| Action item |
Give back the full listing exactly as it appears below.

□ □ □ □ □

PR #708, opened 2026-08-04
Parse bind attributes on variables

### LINKED ISSUE #706: Unexpected `E000` when using `bind`
I'm working on developing Fortran bindings for the [Enzyme automatic differentiation framework](https://github.com/EnzymeAD/Enzyme) and was setting up Fortitude for linting. The report is generally what I would expect, except for an `E000 Error opening file` error. Here's a reproducer:
```fortran
module test
  use iso_c_binding, only: c_int
  implicit none
  private
  integer(c_int), public, bind(C, name="enzyme_const") :: enzyme_const
end module
```
gives
```console
E000 Error opening file: unknown attribute 'bind'
  Cause: unknown attribute 'bind'
  Cause: Matching variant not found
--> tmp.f90:1:1

fortitude: 0 files scanned, 1 could not be read.
Number of errors: 1
```
using latest Fortitude at eb5e7fcfc1cb6f76d8fd97ade654a97df3f96b56.

I was under the impression what I'd done was valid Fortran. Has `bind` not been included as a possible attribute? We use it for C-binding functions and subroutines in [FTorch](https://github.com/Cambridge-ICCS/FTorch) and Fortitude doesn't complain about its usage there.

imciner2:
After some bumbling with the AST, I managed to get the `bind()` part parsed into a struct (the standard says the name is optional, but the language is not, but it is in effect always `C`).

It would be great if there was an equivalent to the `print-ast` command for the Fortitude node tree to verify this though.

Fixes https://github.com/PlasmaFAIR/fortitude/issues/706

### DIFF
--- a/crates/fortitude_sitter/src/ast/types.rs
+++ b/crates/fortitude_sitter/src/ast/types.rs
@@ -214,29 +214,48 @@ impl<'a> Dimension<'a> {
     }
 }
 
+#[derive(Clone, Copy, Debug, Default, EnumIs, IntoStaticStr, PartialEq)]
+pub enum BindLanguage {
+    #[default]
+    C,
+    Other,
+}
+
+impl BindLanguage {
+    pub fn from_node(node: &Node) -> Self {
+        if node.text().to_uppercase().eq("C") {
+            Self::C
+        } else {
+            Self::Other
+        }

□ □ □ □ □

| Exercise result |
PR #708, opened 2026-08-04
Parse bind attributes on variables

### LINKED ISSUE #706: Unexpected `E000` when using `bind`
I'm working on developing Fortran bindings for the [Enzyme automatic differentiation framework](https://github.com/EnzymeAD/Enzyme) and was setting up Fortitude for linting. The report is generally what I would expect, except for an `E000 Error opening file` error. Here's a reproducer:
```fortran
module test
  use iso_c_binding, only: c_int
  implicit none
  private
  integer(c_int), public, bind(C, name="enzyme_const") :: enzyme_const
end module
```
gives
```console
E000 Error opening file: unknown attribute 'bind'
  Cause: unknown attribute 'bind'
  Cause: Matching variant not found
--> tmp.f90:1:1

fortitude: 0 files scanned, 1 could not be read.
Number of errors: 1
```
using latest Fortitude at eb5e7fcfc1cb6f76d8fd97ade654a97df3f96b56.

I was under the impression what I'd done was valid Fortran. Has `bind` not been included as a possible attribute? We use it for C-binding functions and subroutines in [FTorch](https://github.com/Cambridge-ICCS/FTorch) and Fortitude doesn't complain about its usage there.

imciner2:
After some bumbling with the AST, I managed to get the `bind()` part parsed into a struct (the standard says the name is optional, but the language is not, but it is in effect always `C`).

It would be great if there was an equivalent to the `print-ast` command for the Fortitude node tree to verify this though.

Fixes https://github.com/PlasmaFAIR/fortitude/issues/706

### DIFF
--- a/crates/fortitude_sitter/src/ast/types.rs
+++ b/crates/fortitude_sitter/src/ast/types.rs
@@ -214,29 +214,48 @@ impl<'a> Dimension<'a> {
     }
 }
 
+#[derive(Clone, Copy, Debug, Default, EnumIs, IntoStaticStr, PartialEq)]
+pub enum BindLanguage {
+    #[default]
+    C,
+    Other,
+}
+
+impl BindLanguage {
+    pub fn from_node(node: &Node) -> Self {
+        if node.text().to_uppercase().eq("C") {
+            Self::C
+        } else {
+            Self::Other
+        }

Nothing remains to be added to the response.